With growing attention to and awareness of climate change, an increasing share of project documents provide information on the exposure of the projects (and the assets they build or rely on) to risks, including through screening exercises. For example, all World Bank projects undergo a “disaster and climate risk screening” to identify possible threats at the early stages of project design. However, even when projects identify risks, the economic analysis provided to support a project’s economic viability and desirability do not always consider the presence of natural risks. To select the best projects and ensure they deliver as expected, it is important to ensure that all project appraisal and assessment processes—including economic analyses—properly consider all risks.

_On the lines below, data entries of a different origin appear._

Issue #1017, opened 2016-05-22
TimberImage resize working locally but not on amazon server


kmturley:
### Expected behavior
I was expecting TimberImage to resize images on my amazon ec2 server as it does on my local machine

### Actual behavior
It is outputting the original image, for example:

    <img src="{{ post.thumbnail.src|resize(640, 360) }}" alt="" />

When outputted locally the result is:

    http://localhost:8888/new/wp-content/uploads/2016/05/abc-640x360-c-default.jpg

When running the same code on amazon ec2 the result is:

    http://mysite.com/new/wp-content/uploads/2016/05/abc.jpg

### Steps to reproduce behavior
Normal resize image code, on an amazon ec2 instance. I've tried enabling errors to ensure it wasn't erroring:

    define('WP_DEBUG', true);
    define('WP_DEBUG_LOG', true);
    define('WP_DEBUG_DISPLAY', true);

and also in my php.ini, but nothing errors out:

    display_errors = on

### What version of WordPress, PHP and Timber are you using?
Local: WordPress 4.4.2, Timber 1.0.3, PHP 5.5.29
Server: WordPress 4.4.2, Timber 1.0.3, PHP 5.3.29

### How did you install Timber? (for example, from GitHub, Composer/Packagist, WP.org?)
via Wordpress plugin manager

Guides used to install wordpress:
http://docs.aws.amazon.com/AWSEC2/latest/UserGuide/install-LAMP.html
http://docs.aws.amazon.com/AWSEC2/latest/UserGuide/hosting-wordpress.html

kmturley:
I added some code to TimberImage.php to add a param to the image url depending on where it is served:

    if ( file_exists($new_server_path) ) {
        if ( $force ) {
            // Force operation - warning: will regenerate the image on every pageload, use for testing purposes only!
            unlink($new_server_path.'?force');
        } else {
            // return existing file (caching)
            return $new_url.'?cache';
        }
    }
    // otherwise generate result file
    if ( $op->run($old_server_path, $new_server_path) ) {
        if ( get_class($op) === 'TimberImageOperationResize' && $external ) {
            $new_url = strtolower($new_url);
        }
        return $new_url.'?success';
    } else {
        // in case of error, we return source file itself
        return $src.'?error';
    }

And the result I am getting is:

    http://mysite.com/new/wp-content/uploads/2016/04/Photo-Mar-10-11-49-23-PM.jpg?error

kmturley:
[...]

PR #1030, opened 2016-05-26
Fixing double image object issue

connorjburton:
**Ticket**: None
**Reviewer**: @jarednova 

#### Issue

I discovered a bug that I haven't seem reported anywhere, I got a fatal error when trying to resize an image.

If you look at the code before/after, you will see that we run `wp_get_image_editor` in both `run_animated_gif` and `run`, the result of that then gets passed into `get_target_sizes` which will then run `wp_get_image_editor` once again, and pass in the result of the previous `wp_get_image_editor`

#### Solution

Firstly I moved the errors further up the method so we catch any errors without throwing fatal errors on production sites.

Then I passed the result of `wp_get_image_editor` into `get_target_sizes` and didn't run that method again once we were in there.

#### Impact

Should fix this bug

#### Usage

No change

#### Considerations

I couldn't find any other mention of this, so maybe it's my setup, but the code didn't look right to me.

#### Testing

None included

### DIFF
--- a/lib/Image/Operation/Resize.php
+++ b/lib/Image/Operation/Resize.php
@@ -205,7 +205,11 @@ class Resize extends ImageOperation {
 			// @codeCoverageIgnoreStart
 			Helper::error_log( 'Error loading ' . $image->error_data['error_loading_image'] );
 		} else {
-			Helper::error_log( $image );
+			if(!extension_loaded('gd')) {
+				Helper::error_log( 'Can not resize image, please installed php-gd' );
+			} else {
+				Helper::error_log( $image );
+			}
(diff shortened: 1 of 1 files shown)


connorjburton:
Couple of issues thrown up by tests, will trace and fix them

jarednova:
cool, I'll bounce it back to you for the test adjustments

connorjburton:
Also added a fix for #1017 in this PR

connorjburton:
Type hinting, I like it. I think I'll go through and add type hinting to everything that I can at some point. (After v1.0.4)

jarednova:
@connorjburton sounds good!

Issue #837, opened 2016-01-29
Timber::query_posts() && count


ruscon:
How to count posts from the TimberQueryIterator ?
May be need to add Countable interface ?

```php
public function count() 
{
    return $this->_query->post_count;
}
```

PR #1032, opened 2016-05-27
Adding count property to queryiterator

connorjburton:
**Ticket**: #837
**Reviewer**: @jarednova 

#### Issue

If you have a `Timber\QueryIterator` object, there is no way to get the total posts returned, for example of a search results page with the default `posts` object in context.

#### Solution

Add a method to return the private `_query.post_count` property

#### Impact

No impact

#### Usage

` {{ QueryIteratorObject.post_count }}`

#### Considerations

There may be other properties that would be useful to expose. Also I am not sure on the reason behind returning a `QueryIterator` rather than a collection of `Timber\Post`s, you could then do `{{ posts | length }}` to get the total posts

#### Testing

None


jarednova:
Thanks @connorjburton — @lggorman, could you write a test to cover the new code?

lggorman:
@jarednova sure thing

This guidance note proposes a simple methodology for doing this by adding a stress test for climate change and natural disasters to the economic analysis of a project. Given the uncertainty on future climate change and its impacts, the lack of data (especially in lowincome or fragile environments), and the complexity of the many interacting channels through which risk can affect a project, the methodology proposed here does not aim to predict or forecast the effect of climate change and natural disasters. If anything, doing so could create a false sense of certainty and overconfidence. Instead, it uses ranges for various impacts of climate change and disaster on a project’s costs and benefits and identifies plausible risks for its viability and desirability. The goal is to help estimate the possibility and consequences of a project failing due to climate change or disaster to improve the quality of project design and provide important information to help decision makers assess project attractiveness and economic feasibility.

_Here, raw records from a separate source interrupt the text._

Issue #671, opened 2015-09-02
next_post_link with argument


MateuszCisowski:
Hi,

First of all - great job with Timber!

I have small issue with function. What I'm trying to achieve is a next/prev links for the custom post types with my labels.

Example from Codex:
`<?php next_post_link( '%link', 'Next post in category', TRUE ); ?>`

When I use just function (without any arguments) in this way:
`{{ function('previous_post_link') }}`
it works correctly but when I add arguments:
`{{ function('previous_post_link', '%link', 'next project', TRUE) }}`
nothing shows up.

I'll be really grateful for help.
Thanks in advance!

MateuszCisowski:
I have tried with the
`$context['pagination'] = Timber::get_pagination();`
and in my twig file
`<a href="{{ pagination.prev.link }}">next project</a>`

and it doesn't work... "next project" links to the current page.

What is strange is that when I delete `$content['pagination']` it works exactly the same...  when I dump `$context['pagination']` it shows
`array(2) { ["pages"]=> array(0) { } ["prev"]=> string(0) "" }`

Any ideas?

MateuszCisowski:
OK, I have found temporary solution, I paste it below in case that someone will need it:
```
$next_post = get_previous_post();
if ( is_a( $next_post , 'WP_Post' ) ) {
   $context['nextPost'] = '<a href="' . get_permalink( $next_post->ID ) . '">' . 'next project' .  '</a>';
}

$prev_post = get_next_post();
if ( is_a( $prev_post , 'WP_Post' ) ) {
    $context['prevPost'] = '<a href="' . get_permalink( $prev_post->ID ) . '">' . 'previous project' .  '</a>';
}
```

However I'm still curious how to solve this problem using first (function with arguments) and second (Timber::get_pagination) approach. Thanks!

stewarty:
I think I might be running into something similar.

I'm trying to get previous/next posts within the same category but Timber's post object is having none of it  , both the prev() & next() methods are returning false.

`$context['post']->next = $post->next(true);
$context['post']->prev = $post->prev(true);`

connorjburton:
Thanks for the update @stewarty, will look at this next week

henrikwirth:
For me `$context['pagination'] = Timber::get_pagination();` returns only this:
```
array (size=5)
  'current' => int 1
  'total' => float 1
  'pages' => 
    array (size=0)
      empty
  'next' => null
  'prev' => string '' (length=0)
```
Any thoughts?

[...]

PR #1040, opened 2016-06-01
Set next and prev to use paginate_links array 

lggorman:
**Ticket**: 
**Reviewer**: @jarednova

#### Issue
The `Timber::get_pagination` function accepts a preferences array, which can include arguments like a custom base or format for the pagination links.  These args are then passed into the the paginate_links function, which generates the `pages` attribute of the pagination array.  However, the `next` and `prev` attributes of the array are generated separately, using `get_next_posts_page_link` and `previous_posts`, neither of which uses the prefs array.  So basically the issue is that if you try to pass custom args, they will not be incorporated into the `next` and `prev` links.

#### Solution
Instead of using `get_next_posts_page_link` and `previous_posts`, just get the next and prev links from the `pages` array generated by `paginate_links`. 

#### Impact
None

#### Usage
No changes

#### Considerations
--

#### Testing
Tests are included!


jarednova:
Awesome – thanks @lggorman! I'll review this once the tests pass

jarednova:
This is great @lggorman! With this gap patched, I'd still like you to think about the best API to interact with pagination; we can talk next week a little more about how this might take shape

connorjburton:
Does this solve #671 ?

lggorman:
@connorjburton Don't think so unfortunately -- this just sets next and prev to pull from that `pages` array, so if that's empty as well there's still going to be an issue.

This stress testing methodology has been designed to highlight risks to project outcomes over long time horizons, accounting for risks along three dimensions:
Changes in average climate conditions
Impacts from natural disasters, with current frequency and intensity
Changes in the frequency of disasters due to changes in average climate conditions.
The stress testing methodology described in this note is linked to the World Bank’s Resilience Rating System (RRS) methodology and provides a tool (see RiST tool tip 1) and approach to obtain an A rating for resilience of a project, the first of two dimensions covered by the RRS (see World Bank Group 2021).
The results of this analysis should be considered a stress test of project robustness to ensure that future climate and natural disaster impacts do not make projects economically unviable. The purpose of the analysis is to assesses whether, under climate and natural disaster stressors, a project’s net present value (NPV) or other indicators—such as benefit-cost ratio (BCR) or poverty or health-related monetary or nonmonetary metrics— remain above an acceptable threshold. The stress testing methodology presented in this guidance note helps task teams identify possible risks to the project, incorporate risk mitigation measures where necessary, provide a template for reporting on residual risk, and inform decision makers on project robustness.
This methodology can be applied to any project that has an economic analysis, but with some important caveats. First, it has been developed primarily to estimate the risks that climate change and disasters create for a project; for projects with risk reduction as their primarily objective, other tools and methodologies may better capture the benefits and co-benefits of risk reduction (Tanner et al. 2018).
The stress testing methodology explained in this note is meant to provide a simplified quantitative analysis to complement a project’s existing economic analysis and highlight important considerations for improved resilience. It cannot, however, replace detailed engineering analysis when catastrophic failure is possible. In particular, projects whose failure could lead to catastrophic losses—for example, a large hydropower dam—should conduct a more sophisticated analysis than the one proposed here. Finally, the tool is designed for projects that do not already incorporate climate and disaster impacts in their economic analysis. If a project already accounts for some impacts, the tool can be used to enhance consideration of climate change and disasters, as long as impacts are not double counted.